Tammy applied the only first-aid she had––her wounded digit compressed between her lips. She sagged against the rear entrance to the garage, and the door popped open. The other half of the broken charge card previously wedged into the latch fell to the concrete floor and bounced behind metal shelving. The consequences of losing the card barged into Tammy’s consciousness. What if the home owners or the cops find it?

She smirked and stepped into the garage. “So what if they do? Maybe a stretch in prison will set Mom straight. At least she’d get three meals a day and have a roof over her head. After all, her name’s on the card, not mine. Good riddance.”

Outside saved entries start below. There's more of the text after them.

PR #836, opened 2021-06-16
US129172 - Remove active state

devpow112:
Didn't bump the version. We can bump it when other stuff goes out.


assessment-helpers/criterion-assessment.js
```diff
@@ -84,6 +84,10 @@ class CriterionAssessmentHelper {
 		return entity && entity.hasActionByName('update-critierion-assessment');
 	}
 
+	canSelectCriterionCell(entity) {
+		return entity && entity.hasActionByName('select-criterion-cell');
+	}
+
```
semibran, line 90: This method already exists under CriterionCellAssessmentHelper, is there a reason to include it twice?

devpow112: Nope, just missed it. Will switch it over.

semibran:
this isn't super high priority at the moment, but it might not be necessary to create a distinction between `.assessed` and `.selected` at all. Especially if we're trying to prevent the empty tile state from occurring

devpow112:
> this isn't super high priority at the moment, but it might not be necessary to create a distinction between `.assessed` and `.selected` at all. Especially if we're trying to prevent the empty tile state from occurring

There were some weirdness with the student preview mode when I tried to just reply on selected. We can revisit them later for now this keeps them separate since I couldn't figure it out

semibran (approved):

PR #838, opened 2021-06-16
US129172 - Allow deselection

devpow112:
Did this off your since I used `selectLevelAt`. Tested with master merged as well and this works with the removal of active state stuff.


d2l-rubric-levels-mobile.js
```diff
@@ -395,13 +395,25 @@ Polymer({
...
-		if (this.focused === level.dataIndex
-		&& this.selected === level.dataIndex) {
+		if (this.focused === level.dataIndex &&
+			this.selected === level.dataIndex) {
 			return;
 		}
-		this._focusLevel(level.dataIndex);
+
+		if (this.selected === level.dataIndex) {
+			this.selected = undefined;
```
semibran, line 404: I've typically been setting selected/hovered/focused to -1 when they're not in use, though I think the default value is undefined so this probably doesn't break anything

d2l-rubric-levels-mobile.js
```diff
@@ -395,13 +395,25 @@ Polymer({
...
+		}
+
+		this.focusSlider();
+
 		if (!this.readOnly) {
-			this._getCriterion().selectCell(() => this.cellAssessmentMap[level.dataset.cellHref]);
+			const levelCellHref = level.dataset.cellHref;
+			const cellAssessment = this.cellAssessmentMap[levelCellHref];
+
+			this._getCriterion().selectCell(() => cellAssessment);
```
semibran, line 416: I'd be careful about streamlining the entity getter like this..... it looks like the cell assessment map is subject to change for some reason, so I've run into some issues with this kind of thing while working with selection logic before. Maybe you're a bit more familiar than me about why that might be the case.

d2l-rubric-levels-mobile.js
```diff
@@ -451,7 +463,9 @@ Polymer({
 	},
 
 	_handleThumbClick: function() {
-		this.focusSlider();
+		if (this.selected >= 0) {
+			this.selectLevelAt(this.selected);
+		}
```
semibran, line 468: May or may not conflict with #823

d2l-rubric-levels-mobile.js
devpow112: K will revert

d2l-rubric-levels-mobile.js
devpow112: This worked in my testing. Let me try `-1` and see how it goes.

devpow112:
Tests timed out. I'm gonna increase our test timeout

d2l-rubric-levels-mobile.js
devpow112: Seemed to work the same with `-1` but feels safer. Changed.

d2l-rubric-levels-mobile.js
devpow112: Reverted

semibran (approved):

PR #842, opened 2021-06-17
feat: switch to using the new HTML editor for rubric editing

Callum-Mitchell:


devpow112:
Make sure when you merge this that the merge commit title looks something like this `feat: switch to using the new HTML editor for rubric editing`. Since none of your commits include a prefix since they predate the auto release stuff you'll want this to trigger a release

semibran (approved):
LGTM 👍

devpow112:
This unfortunately was missing the `feat:` so no release was done 😞.

PR #850, opened 2021-06-18
DE44044 - Remove tab trap

devpow112:
This removes the tab stop on entering the override element and re-adds it on exiting. Also removed uses of `var` in the code I was changing.


devpow112:
Not sure if this will work. Still trying to test on our janky Mac set-up.

d2l-rubric-editable-score.js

Tammy thought of gritty Sarah, waiting for her arrival. She glanced around the space and knew she needed to get moving. Still trying to suck the sting from her thumb, she donned a pair of gloves and crept to the entry that led into the house.

Inside, Tammy passed through the mud room and ambled into the kitchen. LED numbers on the stove and microwave dimly illuminated the space. The primary motive behind her break-in stood out like a monument to salvation. The stainless-steel, side-by-side refrigerator was well stocked, including leftover pizza…and beer. “Hallelujah!” Flashbacks to evenings when she and her mom cuddled on the couch with a deep-dish pie and a movie made Tammy smile. The blinking red light on the wall to her left slapped her back to the present. “Crap, I must have set off a friggin’ alarm.”

Panic coursed through her body. Tammy closed her eyes for a moment and reviewed the list. Eggs, milk, and bread. Eggs, milk, and bread.  She grabbed the items from the refrigerator shelves and placed them on the counter. Knowing Sarah would appreciate the beer, Tammy grabbed several cans and set them next to her stash. She was lifting a slice of pizza for herself when the telephone rang.

She jumped. “Jesus!”

The pepperoni and sausage triangle fell to the floor. The phone continued to ring.

Tammy picked up the errant pizza slice, placed it back in the box, and grabbed another. “Never did like the five-second rule.”

As she consumed the cheesy delight, Tammy scanned the kitchen. She had to get out of there, but not without the eggs, milk, and bread she came for––and Sarah’s beer.

She searched the upper cabinets and drawers for grocery bags but came up empty. “What’s the matter with these people? Everybody stashes plastic bags, somewhere.” She scratched her head. “Think, Tammy, where does Mom put ’em. Where would you put ’em?” She flung open a cabinet door beneath the sink. “All right!”

She grabbed two sacks and doubled-bagged the half-gallon of milk, a loaf of bread, and a dozen eggs, plus the three beers, then scurried toward the garage.

Tammy closed the outside entry and wiped the doorknob with her oversized hoodie. Red and blue lights strobed from down the street. “Damn, that was cuttin’ it close.”

With her pilfered bounty in hand, Tammy ran into the shadows, heading toward the abandoned house on State Street. The gang would be pleased with her achievement––especially Sarah. Tammy’s success as a thief meant her initiation would be complete. She’d belong to a family that cared about and protected one another again, something she’d been missing for way too long. She thought about the likelihood of her mother being arrested after her broken credit card halves were discovered at the house she’d just robbed. Tammy signed the cross on her chest. “Sorry, Mom, but it’s probably for your own good––and mine.”